Related to both of these points: It's very interesting, for example, to compare the scripting support in the StarCraft; WarCraft III; and StarCraft II campaign editors--all of which were developed by the same studio, but with remarkably different approaches (and impacts) on customization and scripting.

Which Brings Us To Today

For me, one of the biggest influences on my approach to engine development would be the formalization of the WebGL standard shortly after the engines defined in this article were explored (that is, following my grad school years).

(The other influence would be the advent of JSON-driven pub/sub message-passing interfaces. Remarkable that engines could be programmed without them, really.)

At first, it wasn't obvious how WebGL could be extended into a reusable engine pattern for web-based JavaScript applications, but since then, we've seen the advent of THREE.js, really one of the most remarkable software projects in recent years:

https://threejs.org/

It really is amazing to look at what is possible today to render within a browser tab. (Combine it with Electron and Cordova for cross-platform standalone executable and mobile app builds, and DAMN, it's a potent combination.) But perhaps the most remarkable thing about THREE.js is the engine pattern it exposes, and how perfectly it balances several competing concerns:

  • "Hiding" (that is, automating/facilitating) the "ugly" parts of engine development, like transformations and graphics API calls, so developers can focus on the "fun" (and unique) parts of their own software projects.

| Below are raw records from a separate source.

PR #102, opened 2021-03-31
Make sure to register the new subscription

svanharmelen:
This seems to have been lost in the last changes, so adding it back to make `master` work again 😉


svanharmelen:
FYI, besides this missing bit things seem to work pretty smooth now. Also a lot less messages being send between the client and the server, so looks really good 👍🏻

  • Exposing, in a transparent way, low-level engine behaviors like graphics shaders (despite the above) in a manner where, if you want to write your own GLSL code, you absolutely can--and it's easy to drop in and get it working (or share other people's interesting shader projects) with minimal headache.

  • Providing a minimal engine pattern and graphics pipeline/lifecycle that is both minimalistic/reusable and simultaneously extensible and a joy to use. Just look at the considerable plugin and extension ecosystem around the THREE.js community (not to mention the technical demos) and you'll see exactly I mean.

I've seriously considered taking some of the lessons I've learned from THREE.js, for example, and revisiting my old SDL-based engine code to see if there's a new evolution of these engine patterns I could squeeze life out of. "SDL-THREE"? "Forrester"? Who knows. Stay tuned, I suppose, because if it happens, I'll be sure to write about it here.

Tythos out. And off to pour a drink.